= Exercise objective =
Bring together all lines from the listing below that contain the string "ValdezFOmar".

++++ Study material

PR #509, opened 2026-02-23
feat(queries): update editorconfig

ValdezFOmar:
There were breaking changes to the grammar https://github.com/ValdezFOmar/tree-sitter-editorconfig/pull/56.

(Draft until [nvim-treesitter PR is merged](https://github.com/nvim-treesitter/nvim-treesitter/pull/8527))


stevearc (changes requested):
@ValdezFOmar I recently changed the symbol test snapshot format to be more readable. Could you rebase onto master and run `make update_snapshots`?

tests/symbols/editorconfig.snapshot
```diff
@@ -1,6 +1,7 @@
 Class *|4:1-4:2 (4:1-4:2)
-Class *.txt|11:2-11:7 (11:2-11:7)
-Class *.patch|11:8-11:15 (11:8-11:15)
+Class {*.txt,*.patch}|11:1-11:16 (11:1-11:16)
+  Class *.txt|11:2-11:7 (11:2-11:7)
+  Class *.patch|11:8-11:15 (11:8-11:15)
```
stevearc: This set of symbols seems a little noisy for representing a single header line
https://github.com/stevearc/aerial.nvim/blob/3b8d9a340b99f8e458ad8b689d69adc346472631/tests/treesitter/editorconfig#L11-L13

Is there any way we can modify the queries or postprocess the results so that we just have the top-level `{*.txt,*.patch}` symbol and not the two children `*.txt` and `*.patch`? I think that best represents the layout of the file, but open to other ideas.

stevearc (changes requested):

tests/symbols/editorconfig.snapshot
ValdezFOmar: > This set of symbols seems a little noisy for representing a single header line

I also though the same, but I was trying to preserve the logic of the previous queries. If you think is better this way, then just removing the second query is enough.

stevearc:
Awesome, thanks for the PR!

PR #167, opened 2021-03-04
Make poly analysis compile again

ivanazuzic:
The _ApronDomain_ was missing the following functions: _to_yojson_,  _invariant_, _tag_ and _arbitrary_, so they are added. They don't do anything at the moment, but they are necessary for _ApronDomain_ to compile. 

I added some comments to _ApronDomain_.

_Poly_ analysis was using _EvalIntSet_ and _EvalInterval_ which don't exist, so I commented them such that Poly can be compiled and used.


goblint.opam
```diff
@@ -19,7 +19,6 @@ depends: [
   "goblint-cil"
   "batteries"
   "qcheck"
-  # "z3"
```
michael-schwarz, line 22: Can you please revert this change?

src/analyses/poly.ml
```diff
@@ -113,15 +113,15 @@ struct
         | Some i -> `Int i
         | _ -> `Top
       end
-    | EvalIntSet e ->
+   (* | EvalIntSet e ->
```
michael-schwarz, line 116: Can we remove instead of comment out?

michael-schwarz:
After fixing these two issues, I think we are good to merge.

++++++++

= Answer section =
ValdezFOmar:
There were breaking changes to the grammar https://github.com/ValdezFOmar/tree-sitter-editorconfig/pull/56.
@ValdezFOmar I recently changed the symbol test snapshot format to be more readable. Could you rebase onto master and run `make update_snapshots`?
ValdezFOmar: > This set of symbols seems a little noisy for representing a single header line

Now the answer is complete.